Extracted data entries:
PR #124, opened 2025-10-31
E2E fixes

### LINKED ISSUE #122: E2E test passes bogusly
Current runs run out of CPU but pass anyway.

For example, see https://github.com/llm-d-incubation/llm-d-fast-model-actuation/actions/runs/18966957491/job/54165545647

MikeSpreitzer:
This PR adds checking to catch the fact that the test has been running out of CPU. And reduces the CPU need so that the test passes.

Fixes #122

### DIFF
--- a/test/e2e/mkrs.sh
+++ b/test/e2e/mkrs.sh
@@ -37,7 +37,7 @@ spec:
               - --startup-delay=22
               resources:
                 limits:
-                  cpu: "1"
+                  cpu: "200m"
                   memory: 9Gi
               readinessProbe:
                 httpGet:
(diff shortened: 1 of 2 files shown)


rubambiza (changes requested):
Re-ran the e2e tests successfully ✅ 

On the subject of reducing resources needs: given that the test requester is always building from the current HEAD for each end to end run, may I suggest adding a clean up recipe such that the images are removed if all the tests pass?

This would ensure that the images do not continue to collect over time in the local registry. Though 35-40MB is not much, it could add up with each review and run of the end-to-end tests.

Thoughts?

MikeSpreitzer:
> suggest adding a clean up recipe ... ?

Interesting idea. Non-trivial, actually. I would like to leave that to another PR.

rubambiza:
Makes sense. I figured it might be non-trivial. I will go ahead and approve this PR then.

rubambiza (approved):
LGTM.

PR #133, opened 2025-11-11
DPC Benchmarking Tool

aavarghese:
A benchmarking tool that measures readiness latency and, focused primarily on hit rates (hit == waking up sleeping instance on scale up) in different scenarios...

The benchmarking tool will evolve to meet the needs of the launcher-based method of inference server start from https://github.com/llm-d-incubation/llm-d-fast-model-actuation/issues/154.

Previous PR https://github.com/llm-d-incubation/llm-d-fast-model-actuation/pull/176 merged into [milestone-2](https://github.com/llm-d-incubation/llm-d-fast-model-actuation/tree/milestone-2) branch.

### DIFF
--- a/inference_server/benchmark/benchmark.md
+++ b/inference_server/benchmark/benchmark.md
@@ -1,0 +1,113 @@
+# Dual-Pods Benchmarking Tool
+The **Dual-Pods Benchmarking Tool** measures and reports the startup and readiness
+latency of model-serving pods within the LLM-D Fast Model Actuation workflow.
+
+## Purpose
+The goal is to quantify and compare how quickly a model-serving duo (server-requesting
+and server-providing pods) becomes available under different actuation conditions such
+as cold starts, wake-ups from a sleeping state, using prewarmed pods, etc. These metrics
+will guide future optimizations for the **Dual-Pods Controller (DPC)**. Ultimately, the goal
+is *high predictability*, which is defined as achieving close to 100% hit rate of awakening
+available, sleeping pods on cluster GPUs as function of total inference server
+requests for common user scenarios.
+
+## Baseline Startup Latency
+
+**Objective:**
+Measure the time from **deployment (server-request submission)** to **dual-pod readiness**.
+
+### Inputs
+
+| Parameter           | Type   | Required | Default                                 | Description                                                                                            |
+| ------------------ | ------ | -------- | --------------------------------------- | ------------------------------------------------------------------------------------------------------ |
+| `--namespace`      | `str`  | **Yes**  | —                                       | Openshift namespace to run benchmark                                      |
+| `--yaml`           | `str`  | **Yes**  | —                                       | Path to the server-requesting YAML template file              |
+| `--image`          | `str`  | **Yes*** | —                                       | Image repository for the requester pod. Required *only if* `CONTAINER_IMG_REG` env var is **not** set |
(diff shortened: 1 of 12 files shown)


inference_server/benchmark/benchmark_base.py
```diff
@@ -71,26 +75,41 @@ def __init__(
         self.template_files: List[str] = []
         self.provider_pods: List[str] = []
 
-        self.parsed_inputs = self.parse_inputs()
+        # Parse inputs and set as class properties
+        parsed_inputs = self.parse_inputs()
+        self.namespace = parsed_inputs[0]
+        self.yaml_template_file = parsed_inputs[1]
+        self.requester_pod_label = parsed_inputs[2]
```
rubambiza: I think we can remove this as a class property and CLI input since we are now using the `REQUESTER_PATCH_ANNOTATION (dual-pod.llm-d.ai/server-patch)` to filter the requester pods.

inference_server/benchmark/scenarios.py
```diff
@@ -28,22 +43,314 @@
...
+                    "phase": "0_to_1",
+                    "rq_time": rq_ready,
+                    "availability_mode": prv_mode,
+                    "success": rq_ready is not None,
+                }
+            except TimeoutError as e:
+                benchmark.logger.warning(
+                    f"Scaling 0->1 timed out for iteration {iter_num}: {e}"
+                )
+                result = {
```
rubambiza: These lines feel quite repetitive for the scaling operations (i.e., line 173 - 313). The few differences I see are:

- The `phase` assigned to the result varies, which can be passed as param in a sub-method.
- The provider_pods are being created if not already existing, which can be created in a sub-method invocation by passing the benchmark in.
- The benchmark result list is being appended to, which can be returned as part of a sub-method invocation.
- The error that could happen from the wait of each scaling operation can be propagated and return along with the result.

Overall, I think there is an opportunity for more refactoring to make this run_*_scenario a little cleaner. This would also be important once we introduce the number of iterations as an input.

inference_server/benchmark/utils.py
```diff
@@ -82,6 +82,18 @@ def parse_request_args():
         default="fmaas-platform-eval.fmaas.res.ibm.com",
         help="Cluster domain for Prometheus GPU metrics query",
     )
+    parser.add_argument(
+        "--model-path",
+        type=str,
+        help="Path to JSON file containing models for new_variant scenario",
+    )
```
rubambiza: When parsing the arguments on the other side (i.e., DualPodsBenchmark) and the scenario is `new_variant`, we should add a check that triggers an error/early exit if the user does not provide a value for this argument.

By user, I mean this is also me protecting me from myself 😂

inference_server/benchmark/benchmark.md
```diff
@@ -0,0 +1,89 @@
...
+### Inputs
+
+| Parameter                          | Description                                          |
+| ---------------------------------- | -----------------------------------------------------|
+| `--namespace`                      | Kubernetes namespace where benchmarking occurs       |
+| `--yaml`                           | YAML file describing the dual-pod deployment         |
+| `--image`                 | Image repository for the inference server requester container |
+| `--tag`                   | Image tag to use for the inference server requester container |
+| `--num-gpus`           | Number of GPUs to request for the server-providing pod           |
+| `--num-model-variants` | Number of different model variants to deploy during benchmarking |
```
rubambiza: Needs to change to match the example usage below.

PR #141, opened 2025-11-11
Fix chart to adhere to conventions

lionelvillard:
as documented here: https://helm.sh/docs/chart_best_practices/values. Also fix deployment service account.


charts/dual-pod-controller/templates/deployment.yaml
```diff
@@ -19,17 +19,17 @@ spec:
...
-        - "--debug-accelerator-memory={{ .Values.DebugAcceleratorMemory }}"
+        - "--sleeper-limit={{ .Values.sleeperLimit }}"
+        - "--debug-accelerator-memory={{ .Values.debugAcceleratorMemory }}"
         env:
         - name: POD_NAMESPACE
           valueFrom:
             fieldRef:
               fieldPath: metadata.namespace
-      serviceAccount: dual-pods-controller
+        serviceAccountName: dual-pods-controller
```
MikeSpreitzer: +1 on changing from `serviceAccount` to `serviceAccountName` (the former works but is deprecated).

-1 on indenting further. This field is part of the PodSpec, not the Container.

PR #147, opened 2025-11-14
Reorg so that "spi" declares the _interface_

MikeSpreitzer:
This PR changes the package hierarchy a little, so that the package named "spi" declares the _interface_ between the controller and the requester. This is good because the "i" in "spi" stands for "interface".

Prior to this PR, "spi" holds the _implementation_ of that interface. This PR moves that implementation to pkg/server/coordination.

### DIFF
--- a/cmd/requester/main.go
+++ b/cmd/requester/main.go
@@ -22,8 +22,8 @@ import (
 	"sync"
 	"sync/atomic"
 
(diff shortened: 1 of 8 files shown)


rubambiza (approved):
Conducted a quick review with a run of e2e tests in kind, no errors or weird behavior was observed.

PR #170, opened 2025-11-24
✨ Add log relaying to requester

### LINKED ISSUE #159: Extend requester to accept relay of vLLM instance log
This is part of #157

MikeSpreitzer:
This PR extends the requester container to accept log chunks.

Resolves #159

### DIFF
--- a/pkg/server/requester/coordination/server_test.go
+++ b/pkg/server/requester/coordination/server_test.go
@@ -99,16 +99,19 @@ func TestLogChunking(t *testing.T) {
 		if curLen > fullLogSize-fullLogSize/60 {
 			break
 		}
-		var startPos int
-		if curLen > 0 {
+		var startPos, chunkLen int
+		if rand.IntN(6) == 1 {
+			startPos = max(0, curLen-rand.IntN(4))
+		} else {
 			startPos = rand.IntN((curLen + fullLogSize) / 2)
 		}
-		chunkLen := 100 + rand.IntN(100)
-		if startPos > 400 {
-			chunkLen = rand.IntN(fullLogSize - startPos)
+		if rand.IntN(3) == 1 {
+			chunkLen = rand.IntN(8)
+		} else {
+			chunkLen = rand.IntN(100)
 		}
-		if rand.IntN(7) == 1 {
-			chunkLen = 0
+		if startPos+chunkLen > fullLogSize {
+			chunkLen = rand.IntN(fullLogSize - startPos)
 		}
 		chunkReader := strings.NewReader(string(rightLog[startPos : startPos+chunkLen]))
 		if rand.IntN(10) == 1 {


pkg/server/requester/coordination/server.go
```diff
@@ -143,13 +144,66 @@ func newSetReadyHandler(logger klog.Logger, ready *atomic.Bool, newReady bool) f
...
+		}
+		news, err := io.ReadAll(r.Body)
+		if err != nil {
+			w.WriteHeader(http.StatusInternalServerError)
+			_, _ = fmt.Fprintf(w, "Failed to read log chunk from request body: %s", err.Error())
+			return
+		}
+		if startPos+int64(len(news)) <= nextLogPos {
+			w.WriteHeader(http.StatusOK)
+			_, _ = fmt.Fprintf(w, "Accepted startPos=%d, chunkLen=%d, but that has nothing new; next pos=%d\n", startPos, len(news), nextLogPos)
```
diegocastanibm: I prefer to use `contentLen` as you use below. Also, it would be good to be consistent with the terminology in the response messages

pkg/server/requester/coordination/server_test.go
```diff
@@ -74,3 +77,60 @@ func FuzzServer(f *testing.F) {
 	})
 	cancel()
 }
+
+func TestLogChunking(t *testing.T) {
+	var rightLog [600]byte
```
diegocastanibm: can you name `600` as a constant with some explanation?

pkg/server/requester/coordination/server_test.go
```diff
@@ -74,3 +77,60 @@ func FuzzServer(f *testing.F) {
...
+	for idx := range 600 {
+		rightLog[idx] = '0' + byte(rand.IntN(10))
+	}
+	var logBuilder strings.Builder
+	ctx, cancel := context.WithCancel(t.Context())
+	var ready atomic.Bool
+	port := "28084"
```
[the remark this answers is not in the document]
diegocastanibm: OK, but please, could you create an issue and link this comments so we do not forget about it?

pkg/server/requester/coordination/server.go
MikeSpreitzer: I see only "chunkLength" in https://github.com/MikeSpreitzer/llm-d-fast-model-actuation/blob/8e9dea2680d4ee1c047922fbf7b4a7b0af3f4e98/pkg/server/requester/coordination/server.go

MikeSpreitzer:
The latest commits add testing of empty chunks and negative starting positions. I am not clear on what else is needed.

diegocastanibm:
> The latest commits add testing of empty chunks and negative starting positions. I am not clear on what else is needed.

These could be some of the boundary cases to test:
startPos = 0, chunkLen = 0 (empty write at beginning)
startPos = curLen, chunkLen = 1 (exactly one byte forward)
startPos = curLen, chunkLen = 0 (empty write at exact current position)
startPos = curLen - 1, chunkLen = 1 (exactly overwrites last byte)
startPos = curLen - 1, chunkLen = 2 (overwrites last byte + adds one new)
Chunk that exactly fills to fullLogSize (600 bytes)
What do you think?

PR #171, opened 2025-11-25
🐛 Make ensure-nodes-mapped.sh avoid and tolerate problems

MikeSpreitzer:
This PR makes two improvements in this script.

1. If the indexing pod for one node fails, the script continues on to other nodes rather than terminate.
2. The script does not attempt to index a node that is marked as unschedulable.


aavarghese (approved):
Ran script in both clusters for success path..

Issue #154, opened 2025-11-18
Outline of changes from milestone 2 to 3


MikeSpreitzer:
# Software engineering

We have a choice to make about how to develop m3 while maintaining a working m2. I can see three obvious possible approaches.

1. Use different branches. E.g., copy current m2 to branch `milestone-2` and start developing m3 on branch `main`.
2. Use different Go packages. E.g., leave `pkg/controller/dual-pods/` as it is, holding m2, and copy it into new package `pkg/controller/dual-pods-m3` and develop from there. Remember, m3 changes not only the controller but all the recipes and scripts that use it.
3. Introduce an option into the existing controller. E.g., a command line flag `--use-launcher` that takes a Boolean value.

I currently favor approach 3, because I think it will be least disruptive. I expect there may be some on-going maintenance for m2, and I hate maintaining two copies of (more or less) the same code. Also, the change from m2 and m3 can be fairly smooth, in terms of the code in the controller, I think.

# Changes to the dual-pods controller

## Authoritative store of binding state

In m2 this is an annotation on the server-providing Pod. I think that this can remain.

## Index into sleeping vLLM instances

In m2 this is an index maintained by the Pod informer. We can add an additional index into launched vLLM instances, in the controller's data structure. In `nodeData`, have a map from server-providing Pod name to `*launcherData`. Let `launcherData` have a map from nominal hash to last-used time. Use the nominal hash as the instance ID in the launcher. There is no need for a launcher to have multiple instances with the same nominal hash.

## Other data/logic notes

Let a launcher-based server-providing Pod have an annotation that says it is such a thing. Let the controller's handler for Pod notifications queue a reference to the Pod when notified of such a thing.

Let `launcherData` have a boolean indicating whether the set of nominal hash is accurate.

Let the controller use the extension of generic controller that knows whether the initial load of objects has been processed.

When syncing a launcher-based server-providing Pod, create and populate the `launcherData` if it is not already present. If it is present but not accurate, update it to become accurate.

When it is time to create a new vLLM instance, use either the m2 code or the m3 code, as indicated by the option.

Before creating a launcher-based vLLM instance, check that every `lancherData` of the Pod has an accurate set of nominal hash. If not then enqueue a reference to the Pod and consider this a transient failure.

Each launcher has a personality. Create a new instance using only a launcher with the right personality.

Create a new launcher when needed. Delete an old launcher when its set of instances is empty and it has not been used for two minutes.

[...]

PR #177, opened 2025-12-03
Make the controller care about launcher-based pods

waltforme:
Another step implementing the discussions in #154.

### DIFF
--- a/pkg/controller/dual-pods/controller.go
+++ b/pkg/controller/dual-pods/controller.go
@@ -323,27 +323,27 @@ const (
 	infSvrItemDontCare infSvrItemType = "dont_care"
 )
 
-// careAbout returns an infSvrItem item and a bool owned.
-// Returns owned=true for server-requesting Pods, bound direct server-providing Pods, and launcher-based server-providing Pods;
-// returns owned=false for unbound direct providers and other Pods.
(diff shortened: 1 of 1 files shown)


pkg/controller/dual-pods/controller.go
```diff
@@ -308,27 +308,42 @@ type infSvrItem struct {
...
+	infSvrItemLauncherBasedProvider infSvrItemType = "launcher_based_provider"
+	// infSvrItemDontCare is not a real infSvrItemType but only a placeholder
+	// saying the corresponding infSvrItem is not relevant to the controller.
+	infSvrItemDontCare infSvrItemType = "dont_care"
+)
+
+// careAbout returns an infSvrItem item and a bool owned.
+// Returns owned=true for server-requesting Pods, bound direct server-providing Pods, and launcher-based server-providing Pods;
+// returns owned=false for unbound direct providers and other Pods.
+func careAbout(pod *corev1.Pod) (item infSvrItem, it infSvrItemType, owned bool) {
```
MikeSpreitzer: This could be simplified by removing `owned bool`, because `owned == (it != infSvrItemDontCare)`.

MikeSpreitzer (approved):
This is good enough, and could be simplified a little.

- ACTIVITY: Pull every line containing "last" out of the data above.

- EXERCISE SOLUTION:
startPos = curLen - 1, chunkLen = 1 (exactly overwrites last byte)
startPos = curLen - 1, chunkLen = 2 (overwrites last byte + adds one new)
In m2 this is an index maintained by the Pod informer. We can add an additional index into launched vLLM instances, in the controller's data structure. In `nodeData`, have a map from server-providing Pod name to `*launcherData`. Let `launcherData` have a map from nominal hash to last-used time. Use the nominal hash as the instance ID in the launcher. There is no need for a launcher to have multiple instances with the same nominal hash.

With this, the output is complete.